Get ready to see a lot of colleges close their doors in the coming years:
A dwindling number of prospective students will drive as many as 370 private colleges in the US to shutter or merge with another institution in the next decade, according to a major higher-education consulting firm.
Huron Consulting Group’s prediction is more than triple the total amount of private, nonprofit two- and four-year college closures that the National Center for Education Statistics calculated in the 10 years leading up to 2020.
The shrinking supply of students stems from a falling national birth rate that started in 2007 and hasn’t recovered. The Western Interstate Commission for Higher Education estimates that the graduating class of 2041 will be about 13% smaller than the 2025 cohort.
“Essentially the problem is we have too many seats in too many classrooms and not enough prospective students to fill them,” said Peter Stokes, a managing director at Huron. “Over the next decade, we’re going through a very painful but necessary re-balancing in supply and demand.”
Since March 2020, at least 83 public or nonprofit colleges have either closed or merged, or have announced plans to do so. A lot of these are smaller religiously-affiliated colleges with enrollments in the hundreds. Some were founded as recently as the 1990s; others, such as Limestone College in South Carolina- my cousin's alma mater - were established back in the mid-1800s. Earlier today, in fact, two universities in North Carolina - Elon University and Queens University - announced their merger.

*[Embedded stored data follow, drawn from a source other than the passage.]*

Issue #1866, opened 2021-04-22
[ML] Introduce accept randomize_seed configuration parameter


valeriy42:
https://github.com/valeriy42/ml-cpp/blob/21b549dba18ffad899e2105193c997deefc3852c/lib/maths/CBoostedTreeImpl.cc#L274-L274

PR #1905, opened 2021-06-02
[ML] More testing and addressing some TODOs for incremental training

tveasey:
This reenables and extends the unit test to check the incremental training API. Whilst working on this test I found some state which wasn't properly initialised by the factory for incremental training and some state which wasn't properly reset by the factory when preparing a model to retrain. We were also miscounting the number of hyperparameters to tune for incremental training. Since, for results to match, it is necessary to reset the seed at the start of incremental train, I also took the opportunity to address #1866 and support a rng seed in the JSON configuration for training.

### DIFF
--- a/include/api/CDataFrameAnalysisConfigReader.h
+++ b/include/api/CDataFrameAnalysisConfigReader.h
@@ -93,8 +93,6 @@ public:
         //! Get a boolean parameter.
         bool fallback(bool value) const;
         //! Get an unsigned integer parameter.
-        std::uint64_t fallback(std::uint64_t fallback) const;
-        //! Get an unsigned integer parameter.
         std::size_t fallback(std::size_t value) const;
         //! Get a signed integer parameter.
         std::ptrdiff_t fallback(std::ptrdiff_t value) const;
--- a/include/api/CDataFrameAnalysisConfigReader.h
+++ b/include/api/CDataFrameAnalysisConfigReader.h
@@ -93,6 +93,8 @@ public:
         //! Get a boolean parameter.
         bool fallback(bool value) const;
         //! Get an unsigned integer parameter.
+        std::uint64_t fallback(std::uint64_t fallback) const;
+        //! Get an unsigned integer parameter.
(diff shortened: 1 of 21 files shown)


include/api/CDataFrameAnalysisConfigReader.h
```diff
@@ -93,6 +93,8 @@ class API_EXPORT CDataFrameAnalysisConfigReader {
         //! Get a boolean parameter.
         bool fallback(bool value) const;
         //! Get an unsigned integer parameter.
+        std::uint64_t fallback(std::uint64_t fallback) const;
+        //! Get an unsigned integer parameter.
```
droberts195, line 97: You may find this is problematic on 64 bit Windows, where `long` is still 32 bits, so `size_t` is probably exactly the same underlying type as `uint64_t`, so then this overload will clash with the one immediately below.

I think you should either limit the possible fallback types to just a couple, say `size_t` and `ptrdiff_t`, or else if there are going to be masses of overloads then provide one for every raw type: `short`, `int`, `long`, `long long`, `unsigned short`, `unsigned int`, `unsigned long`, `unsigned long long`.  Then you can call the methods with `size_t`, `uintN_t`, whatever, and the overload mechanism will pick the right overload for the platform.  This is what we had to do in `CStringUtils::typeToString` in the end, and what the standard library equivalents will do.  But if we can get away with just `size_t` and `ptrdiff_t` then that's less verbose.

droberts195 (approved):
LGTM but you might need to fix an overload resolution problem on Windows

include/api/CDataFrameAnalysisConfigReader.h
tveasey: I can get away with `size_t`: I just need to add a cast where it is used to initialise the seed. (Windows CI did compile so I guess the type is different, but I don't actually have strong opinions on this so happy to change.)

tveasey: Actually, I was wrong. Windows didn't compile for this reason, I was looking at the wrong output.

PR #2641, opened 2024-03-17
[ML] Set buildkite_branch_name_separator to "+"

edsavage:
To work around a problem with BuildKite PR builds on bare metal machines (currently only macOS aarch64 builds), set the value of the character separating username and branchname to be "+" rather than the default ":"

Marking as `>non-issue` as this only affects the internal build system and is not worthy of a release note.

### DIFF
--- a/.buildkite/pull-requests.json
+++ b/.buildkite/pull-requests.json
@@ -13,7 +13,8 @@
       "always_trigger_comment_regex": "^(?:(?:buildkite\\W+)?(?:build|test)\\W+(?:this|it))",
       "skip_ci_labels": ["skip-ci", "jenkins-ci", ">test-mute", ">docs"],
       "skip_target_branches": ["6.8", "7.11", "7.12"],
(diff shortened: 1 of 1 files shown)


edsavage:
buildkite build this

droberts195 (approved):
LGTM if it fixes the problem 🤞

droberts195:
I see that the PR CI failed with the same error:

> 2024-03-17 15:15:17 ERROR  Could not obtain OIDC token for default audience
>🚨 Error: Error setting up job executor: The global environment hook exited with status 1

Is the problem that the PR bot is always getting its config from `main`, so the change of this PR won't be picked up until after it's merged? If so, let's just merge this PR with red CI and hope the change works once it's on `main`.

jonahbull:
> Is the problem that the PR bot is always getting its config from main, so the change of this PR won't be picked up until after it's merged?

@droberts195 Yes, that's correct

PR #2643, opened 2024-03-18
[8.12][ML] Set buildkite_branch_name_separator to "+" (#2641)

edsavage:
To work around a problem with BuildKite PR builds on bare metal machines (currently only macOS aarch64 builds), set the value of the character separating username and branchname to be "+" rather than the default ":"

Backports #2641


edsavage:
buildkite build this

PR #2649, opened 2024-04-03
[ML] Do not remove eigen directory as part of "clean" step

edsavage:
The scripts that clone the eigen repo already have logic to remove an existing directory structure prior to cloning, and removing it as part of the clean step forces a cmake reconfigure before subsequent builds will succeed (as the eigen headers will be missing)

Labelling as `>non-issue` as this only affects the build scripts.


jan-elastic:
LGTM

PR #2652, opened 2024-04-10
[ML] Remove CStringStore

jan-elastic:
It's probably most convenient to review this commit by commit. All commits are self-contained and the tests pass after each commit.


lib/model/CSearchKey.cc
```diff
@@ -60,20 +59,17 @@ CSearchKey::CSearchKey(int detectorIndex,
...
                        bool useNull,
                        model_t::EExcludeFrequent excludeFrequent,
-                       std::string fieldName,
-                       std::string byFieldName,
-                       std::string overFieldName,
-                       std::string partitionFieldName,
+                       const std::string& fieldName,
+                       const std::string& byFieldName,
+                       const std::string& overFieldName,
+                       const std::string& partitionFieldName,
```
tveasey, line 65: My inclination would be to pass by value and move into place, this is more idiomatic, and allows us to potentially avoid a copy, although probably not given how we use this object.

tveasey (commented):
Overall looks good so far (and thanks for assorted clean ups!).

I think my main comment would be let's try and move away from `optional<std::string>` where we can. I think the only real use for this is in the hierarchical results.

include/core/CStoredStringPtr.h
```diff
@@ -16,102 +16,14 @@
...
-//! Hash function named such that it will work automatically with Boost
-//! unordered containers.
-CORE_EXPORT
-std::size_t hash_value(const CStoredStringPtr& ptr);
-
-//! Swap for use by generic code.
-CORE_EXPORT
-void swap(CStoredStringPtr& lhs, CStoredStringPtr& rhs);
+// TODO(jan): rename
+using CStoredStringPtr = std::optional<std::string>;
```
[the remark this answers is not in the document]
jan-elastic: I did so. I think I've captured everything that can be null in an `optional<string>` and most things that cannot be null in `string` now. I tried to err on the safe side, so there probably are optionals in the code right now that are always set.

lib/model/CSearchKey.cc
jan-elastic: I agree

include/core/CStoredStringPtr.h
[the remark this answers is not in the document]
jan-elastic: @tveasey If you see `TOptionalStr`s that you think can be just `string`s, please let me know

dev-tools/clang-format.sh
```diff
@@ -23,7 +23,7 @@ if [ $? != 0 ] ; then
 fi
 
 REQUIRED_CLANG_FORMAT_VERSION=5.0.1
-FOUND_CLANG_FORMAT_VERSION=$(expr "`clang-format --version`" : ".* \([0-9].[0-9].[0-9]\)")
+FOUND_CLANG_FORMAT_VERSION=$(expr "`clang-format --version`" : ".* \([0-9]\{1,\}\.[0-9]\{1,\}\.[0-9]\{1,\}\)")
```
jan-elastic, line 26: To match version `10.0.0` and newer.

docs/CHANGELOG.asciidoc
```diff
@@ -28,6 +28,12 @@
 
 //=== Regressions
 
+== {es} version 8.14.0
+
+=== Bug Fixes
+
+* Remove CStringStore. (See {ml-pull}2652[#2652].)
```
jan-elastic, line 35: @tveasey What's a sensible changelog comment for this change?

lib/api/unittest/CAnomalyJobLimitTest.cc
```diff
@@ -481,7 +481,7 @@ BOOST_AUTO_TEST_CASE(testModelledEntityCountForFixedMemoryLimit) {
             LOG_DEBUG(<< "Memory usage = " << used.s_Usage);
             LOG_DEBUG(<< "Memory limit bytes = " << memoryLimit * 1024 * 1024);
             BOOST_TEST_REQUIRE(used.s_OverFields > testParam.s_ExpectedOverFields);
-            BOOST_TEST_REQUIRE(used.s_OverFields < 7100);
+            BOOST_TEST_REQUIRE(used.s_OverFields < 8700);
```
jan-elastic, line 484: @tveasey Does this change sound reasonable to you?

jan-elastic:
@tveasey What end-to-end testing do you think is good to do to verify these changes?

include/core/CStoredStringPtr.h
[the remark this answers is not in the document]
tveasey: My inclination is you've done a reasonable effort first pass. I do suspect we may have some unnecessary nullable strings in a few places, but equally nothing you've left is trivial to unpick. I would be keen to get this through the overnights since it already simplifies a lot of code.

tveasey:
> @tveasey What end-to-end testing do you think is good to do to verify these changes?

Let's first see if any results change in the overnights (this should be a no op in terms of behaviour). This should also give us visibility of any performance degradations.

Once we are happy with that, we can try a local test with one of the overnights with many distinct partitions + over field values. I would test:
1. Memory is controlled effectively (also check the running process memory monitored independently) for different settings of limit
2. We use broadly similar memory (of course it doesn't matter if we actually use less)

docs/CHANGELOG.asciidoc
jan-elastic: Thanks, SGTM

wwang500:
buildkite run_qa_tests

wwang500:
buildkite run_qa_tests

wwang500:
buildkite run_qa_tests

Issue #2653, opened 2024-04-11
[ML] Windows build warnings


edsavage:
Examination of the Windows build logs shows a number of instances of the following warnings.

- [x] C:\buildkite-agent\builds\bk-agent-prod-gcp-1712709148528061232\elastic\ml-cpp-snapshot-builds\bin\pytorch_inference\CCommandParser.cc(26,68): warning C4273: std::ostream& operator<<(std::ostream& os, const json::value& doc) { [C:\buildkite-agent\builds\bk-agent-prod-gcp-1712709148528061232\elastic\ml-cpp-snapshot-builds\cmake-build-relwithdebinfo\bin\pytorch_inference\Mlpytorch_inference.vcxproj] - #2654
- [x]     12>C:\buildkite-agent\builds\bk-agent-prod-gcp-1712709148528061232\elastic\ml-cpp-snapshot-builds\lib\model\CTokenListDataCategorizerBase.cc(429,1): warning C4573: the usage of 'ml::model::CTokenListDataCategorizerBase::acceptPersistInserter' requires the compiler to capture 'this' but the current default capture mode does not allow it [C:\buildkite-agent\builds\bk-agent-prod-gcp-1712709148528061232\elastic\ml-cpp-snapshot-builds\cmake-build-relwithdebinfo\lib\model\MlModel.vcxproj] - #2655
- [x]     13>zlib.lib(deflate.obj) : warning LNK4099: PDB 'zlib.pdb' was not found with 'zlib.lib(deflate.obj)' or at 'C:\buildkite-agent\builds\bk-agent-prod-gcp-1712709148528061232\elastic\ml-cpp-snapshot-builds\cmake-build-relwithdebinfo\lib\core\RelWithDebInfo\zlib.pdb'; linking object as if no debug info [C:\buildkite-agent\builds\bk-agent-prod-gcp-1712709148528061232\elastic\ml-cpp-snapshot-builds\cmake-build-relwithdebinfo\lib\core\MlCore.vcxproj] - #2659 
[...]

PR #2655, opened 2024-04-12
[ML] Fix lambda capture triggering warning on Windows

edsavage:
Windows build logs contain the warning

```
lib\model\CTokenListDataCategorizerBase.cc(429,1): warning C4573: the usage of 'ml::model::CTokenListDataCategorizerBase::acceptPersistInserter' requires the compiler to capture 'this' but the current default capture mode does not allow it
```

This PR fixes that by explicitly capturing the "this" pointer.

Relates #2653


edsavage:
Annoyingly this now produces warnings on other platforms that the "this" pointer capture is not needed.
Another way must be found.

edsavage:
buildkite build this

PR #2656, opened 2024-04-16
[ML] Suppress LNK4217 linker warning for libMlCore

edsavage:
The link step for libMlCore generates many [LNK4217](https://learn.microsoft.com/en-us/cpp/error-messages/tool-errors/linker-tools-warning-lnk4217?view=msvc-170) warnings referencing `Boost::Json` symbols. The warning is indicating that the definitions of the symbols have already been imported in other translation units in the library.

These warnings are harmless and are safe to suppress (and are not avoidable by any other means as far as I can tell)

Relates #2653

### DIFF
--- a/lib/core/CMakeLists.txt
+++ b/lib/core/CMakeLists.txt
@@ -112,7 +112,7 @@ ml_add_library(MlCore SHARED
   )
 
 if (WIN32)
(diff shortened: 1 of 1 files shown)


jan-elastic (approved):
I'm fine with merging this, but to be honest, suppressing warnings doesn't seem the optimal solution. I don't know enough about the root cause and/or Windows builds to suggest a better solution though.

PR #2662, opened 2024-05-09
[ML] Use Orka for macOS ARM builds.

edsavage:
At the moment macOS ARM builds are performed on bare metal Mac Minis provided by MacStadium. For consistency with the rest of engineering, ease of maintenance, reproducibility of builds, automation of provisioning builders etc. it is preferred that we migrate to using VMs provided by MacStadium Orka.

This PR makes use of an image built using "packer". Where the packer config will live is still TBD.

Labelling as a non-issue as this is purely build related.


jan-elastic (approved):
LGTM

PR #2670, opened 2024-05-22
script to continuously evaluate elser

davidkyle:
First download the elser model locally. Either

- https://ml-models.elastic.co/elser_model_2.pt
- https://ml-models.elastic.co/elser_model_2_linux-x86_64.pt

The script runs pytorch_inference, loads the model then continuously runs inference on it. Logging is to std out, the model output is written to a json file. Every 100 request the script asks the pytorch_inference how much memory it is using and this is written to the same json file. `grep mem out.json` will show that data.

Run with 
```
python3 signal9.py '/PATH/TO/elser_2/elser_model_2.pt' --num_allocations=4
``` 

`--num_threads_per_allocation` and `--num_allocations` are the parameters to tweak. Increasing either of those will make inference faster and changes in memory should be seen sooner.

### DIFF
--- a/bin/pytorch_inference/signal9.py
+++ b/bin/pytorch_inference/signal9.py
@@ -1,0 +1,181 @@
+import argparse
+import json
+import os
+import platform
+import random
+import stat
+import subprocess
+import time
+
+
+#
+# python3 signal9.py '/Users/davidkyle/Development/NLP Models/elser_2/elser_model_2.pt' --num_allocations=4
+#
+
+def parse_arguments():
+    parser = argparse.ArgumentParser()
+    parser.add_argument('model', help='A TorchScript model with .pt extension')
+    # The pipes are created by the C++ app
+    # The names must match those passed to app
+    parser.add_argument('--output_file', default='out.json')
+    parser.add_argument('--log_file', default='log.txt')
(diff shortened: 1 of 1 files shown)


bin/pytorch_inference/signal9.py
```diff
@@ -0,0 +1,181 @@
...
+
+def parse_arguments():
+    parser = argparse.ArgumentParser()
+    parser.add_argument('model', help='A TorchScript model with .pt extension')
+    # The pipes are created by the C++ app
+    # The names must match those passed to app
+    parser.add_argument('--output_file', default='out.json')
+    parser.add_argument('--log_file', default='log.txt')
+    parser.add_argument('--num_threads_per_allocation', type=int, help='The number of inference threads used by LibTorch. Defaults to 1.')
+    parser.add_argument('--num_allocations', type=int, help='The number of allocations for parallel forwarding. Defaults to 1')
```
jonathan-buttner, line 23: We should probably include setting the cache size here. Does it default to 0 if `--cacheMemorylimitBytes` isn't passed?

edsavage: > Does it default to 0 if --cacheMemorylimitBytes isn't passed?

Yes, the default cache value is `0`:

```
  --cacheMemorylimitBytes arg           Optional memory in bytes that the 
                                        inference cache can use - default is 0 
                                        which disables caching
```

PR #2672, opened 2024-05-26
[ML] Add CMake config for Address Sanitizer builds

edsavage:
Add configuration for compiling with Address Sanitizer flags set for Linux and Windows (they're already present for macOS).

To use:

 ## Linux
 * cmake -B cmake-build-sanitizer -DCMAKE_BUILD_TYPE="Sanitizer"
 * cmake --build cmake-build-sanitizer -j\`nproc\` -t install

 ## Windows
 * cmake -B cmake-build
 * cmake --build cmake-build --config Sanitizer -j\`nproc\` -t install

In addition, certain flags may want to be set via the environment variable `ASAN_OPTIONS`, see
https://github.com/google/sanitizers/wiki/AddressSanitizerFlags#run-time-flags for more details.

### DIFF
--- a/cmake/variables.cmake
+++ b/cmake/variables.cmake
@@ -155,17 +155,27 @@ if(CMAKE_SYSTEM_NAME STREQUAL "Windows")
   list(APPEND ML_COMPILE_DEFINITIONS BOOST_ALL_NO_LIB)
 endif()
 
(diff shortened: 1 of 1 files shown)


valeriy42 (approved):
LGTM

PR #2674, opened 2024-05-28
[ML] Use custom Boost::JSON allocator

edsavage:
The current code uses the monotonic resource allocator, for allocating memory to `boost::json` objects, which allocates memory in ever increasing chunks, which can lead to over allocation. The image below shows a typical series of memory allocations when using the monotonic resource allocator

Screenshot 2024-05-29 at 15 07 42

The other disadvantage of the monotonic resource allocator is that no deallocations are performed until the resource allocator is destroyed - hence the name `monotonic` as resource allocations can only increase during its lifetime.

These factors make the choice of the monotonic resource allocator unsuitable for its current use.

This PR introduces a very simplistic custom allocator that allocates and deallocates individual objects upon request using standard `operator` `::new` and `::delete`. This gives a much better experience as only as much memory is allocated at any point in time as absolutely needs to be, and gives a much more predictable memory profile

Screenshot 2024-05-29 at 15 06 02

On small data sets this change appears performant, but I do think it would be wise to run the QA tests against this PR, before merging.


edsavage:
buildkite run_qa_tests

wwang500:
buildkite run_qa_tests

include/api/CJsonOutputWriter.h
```diff
@@ -238,6 +238,8 @@ class API_EXPORT CJsonOutputWriter {
     //! from the CResourceMonitor via a callback
     void reportMemoryUsage(const model::CResourceMonitor::SModelSizeStats& modelSizeStats);
 
+    std::size_t getAllocatorMemUsage() const;
```
valeriy42, line 241: Can you please add a short documentation?

valeriy42 (commented):
Good work on figuring out and changing the allocator behavior.  I think we need to report the allocator memory usage as part of the memory_stats since it may be considerable.

When considering whether or not to update the model, we use the following code:
```
std::size_t CResourceMonitor::allocationLimit() const {
    return this->highLimit() - std::min(this->highLimit(), this->totalMemory());
}
```

Hence, we need to be transparent why the job gets into the hard_limit state while model_bytes  is lower.

valeriy42:
> > report the allocator memory usage as part of the memory_stats
> 
> Just to clarify @valeriy42 , by `memory_stats` do you mean the `Model size stats` (as reported in the `counts` tab in the AD job results in Kibana)? i.e. include the JSON allocator mem usage in `model::CResourceMonitor::SModelSizeStats`?

Exactly. Sorry for mixing up `memory_stats` and `model_size_stats`.

edsavage:
buildkite build this

lib/api/CModelSizeStatsJsonWriter.cc
```diff
@@ -45,6 +45,7 @@ const std::string LOG_TIME{"log_time"};
 const std::string CATEGORIZER_STATS{"categorizer_stats"};
 const std::string PARTITION_FIELD_NAME{"partition_field_name"};
 const std::string PARTITION_FIELD_VALUE{"partition_field_value"};
+const std::string JSON_MEMORY_ALLOCATOR_BYTES("json_memory_allocator_bytes");
```
valeriy42, line 48: nit: I am wondering if this name is not too specific. Maybe `output_memory_allocator_bytes`?

valeriy42 (approved):
LGTM.

DaveCTurner:
Sorry to say that https://github.com/elastic/elasticsearch/pull/109833 thoroughly breaks the ES wire protocol, I'm going to have to revert it to fix the ES build. I guess that means something needs to be reverted here too, but I'm not qualified to address that.

Issue #2664, opened 2024-05-15
[ML] Investigate/fix reported memory usage


jan-elastic:
Anomaly detection uses more memory than is reported by the system (at least on MacOS).

E.g. for a job from the QA test suite, the anomaly detection system reports:

```
        "model_bytes": 257363572,
        "peak_model_bytes": 257363572,
```

while MacOS reports (via activity monitor / top / ps) that the autodetect process uses up to approximately 1GB. 

Additionally, ECK shows a gradual increase in memory consumed by pods containing the autodetect process.

![Screenshot from 2024-06-04 12-51-40](https://github.com/elastic/ml-cpp/assets/1223797/500d0c95-76f5-4d2a-ac19-21fa7ebd3dde)

PR #2676, opened 2024-06-03
[ML] Release allocator cache

valeriy42:
This PR regularly removes allocators from the pool. This ensures that memory is released and reduces the job's memory consumption. 

Related to #2664


valeriy42:
test

valeriy42:
Merge cleaned up version in #2679

Issue #1386, opened 2020-07-06
[ML] Improve handling of bucket count variation for mean value anomaly detection


tveasey:
Currently, we use a worst case estimate of the impact of changes in the count of values in a bucket on their mean variance. This is safe in the sense of not generating false positives, but can lead to large changes in the model plot bounds and potentially false negatives when the count of values in the bucket is low.

Specifically, we assume all measurements are independent so that the variance of the mean statistic will be proportional to 1 / "number samples" in the bucket. If the rate of values is highly variable this can lead to large increases in the width of the model bounds when the count is low. Unfortunately, this is not calibrated to the actual data behaviour. For example, in the other extreme, if all measurements in each bucket were perfectly correlated then we would get no change in variation of the mean statistic as a function of bucket count.

It would be possible to estimate the relationship between the bucket count and the sufficient statistics related to data variation for all the residual distributions we fit since we know the sample count for each bucket. This would also be a more accurate way of calibrating heavy tailed distributions like the log-normal to observed changes in the seasonal variation.

A computationally feasible formulation would be to use linear regression. For example, for the normal model we could fit the linear model `(x_i - m)^2 = [c_i s_i] [p_1 p_2]^t` for parameters `p_1` and `p_2`, observed bucket values `x_i`, mean of `x_i` `m` and bucket count and seasonal variance scale `c_i` and `s_i`, respectively. If we solve this in the least squares sense we only need to maintain a small set of statistics rather than all bucket values, which is the key to this being tractable for us in the streaming setting. The same formulation carries over for the log mean and log variance we estimate for the log-normal distribution and so on.

sophiec20:
Above applies to functions mean, median and variance.

LucaWintergerst:
Tom was just helping me troubleshoot this problem with one of our out of the box APM jobs 

This is what this behaviour looks like:

<img width="456" alt="Screenshot 2022-06-30 at 13 14 08" src="https://user-images.githubusercontent.com/11661400/176721409-20c9f0c2-b5a1-4bc5-8cd8-b2ae8cd2f47c.png">

and this is a fixed version where we used a `summary_count_field_name` field that always had the value 1. In this particular case I was doing a cardinality agg on a field with a cardinality of 1, but there should be lots of other options too. Some kind of scripted agg might even be quicker. 

[...]

PR #2677, opened 2024-06-03
Don't try and correct for sample count when estimating statistic variances for anomaly detection

tveasey:
Currently, we:
1. Try to ensure each metric sample contains the same number of values
2. Correct for the variance assuming the raw values are independent samples from some distribution when we compute time bucket anomaly scores

This adds significant complexity to sampling metrics and creates a disconnect between the data we show in visualisations and the data we use for anomaly detection. Furthermore, the independence assumption frequently does not hold. In this case our current behaviour can lead to false negatives. For data where outages are associated with a significant fall in data rate this is particularly problematic. The choice to try to correct the variance predated modelling periodic variance, which now better accounts for the most common case, that the data rate is periodic.

In this PR I have reverted to using the raw time bucket statistics for model update and anomaly detection. I rely on periodic variance estimation to deal with (common instances of) time varying data rate. This is a step towards #1386.


valeriy42:
Behaviour before the change:
image
Behaviour after the change:
image

include/core/CSmallVector.h
```diff
@@ -142,6 +142,17 @@ class CSmallVector : public boost::container::small_vector<T, N> {
         return *this;
     }
 
+    std::string toDelimited(const std::string& delimiter = ", ") const {
+        std::string result;
+        for (size_type i = 0; i < this->size(); ++i) {
+            result += std::to_string((*this)[i]);
+            if (i < this->size() - 1) {
+                result += delimiter;
+            }
```
tveasey, line 151: As I recall appending has quite some overhead for `std::string` due to reallocations. How about something like
```
if (i < this->size() - 1) {
    result += delimiter;
}
if (i == 0) {
    result.reserve(result.size() * this->size());
}
```

tveasey (commented):
Thanks for finishing this Valeriy! One small suggestion, but LGTM.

As noted in the quote text above, birthrates in the United States peaked in 2007 and have steadily declined since. There are many reasons for this, but the end result is that fewer babies today means fewer college students tomorrow.
There's an enormous crisis looming for US colleges. pic.twitter.com/xAB7XtyPug
— Hunter๐๐๐ (@StatisticUrban) September 2, 2025
This decline in native-born enrollment will, furthermore, be accompanied by a decline in international enrollment. The current administration's growing restrictions on international students are already making American schools less attractive (and in many cases completely off limits) to college students abroad. Even if they are reversed by a future administration, they will nevertheless create a chilling effect on international enrollment that may well be permanent.
Stokes said that schools need to come up with an early game plan to meet enrollment challenges. Colleges can consider diversifying their student populations by growing graduate, professional and part-time programs, for example.
“If you aren’t thinking five years ahead, you’re at a significant disadvantage,” he said. “If you only have three years of runway, your chances of survival are less than 50%. If you call us when you’ve got nine months of cash, you’re dead in the water and it’s too late.”
Some schools think that they can attract more students, especially young men, by adding sports programs:
Roanoke is one of about a dozen schools that have added football programs in the last two years, with several more set to do so in 2026. Administrators hope that having a team will increase enrollment, especially of men, whose ranks in college have been falling.
Yet research consistently finds that while enrollment may spike initially, adding football does not produce long-term enrollment gains.
Roanoke's president, Frank Shushok Jr., nonetheless believes that bringing back football — and the various spirit-raising activities that go with it — will attract more students, especially male students.
The small liberal arts college lost nearly 300 students between 2019 and 2022. And things were likely to get worse; the country's population of 18-year-olds is about to decline and colleges everywhere are competing for students from a smaller pool.
"Do I think adding sports strategically is helping the college maintain its enrollment base? It absolutely has for us," said Shushok. "And it has in a time when men in particular aren't going to college."
I'm a bit skeptical of this strategy. A lot of those 83 schools I mentioned did have athletics programs, even if at the Division III or NAIA level. Birmingham-Southern University's baseball team famously played in the Division III College World Series after their school had officially shut down.
A 2024 University of Georgia study examined the effects of adding football on a school's enrollment. It found modest early enrollment spikes compared with comparable colleges that didn't.
"What you see is basically a one-year spike in male enrollment around guys who come to that school to help be part of starting up a team," said Welch Suggs, an associate professor there and the study's lead author. "But then that effect fades out over the next couple of years."
After two years, the researchers found "statistically indistinguishable" differences.
I don't think there's any easy fix to the problem that the nation's colleges and universities are facing because the demographic trends behind it are probably permanent. Administrators simply need to maintain their focus on providing a quality experience (e.g. safe campus, knowledgable faculty, marketable degrees) to their students, ensure that their schools' financials are sound, and accept that not every school is going to make it.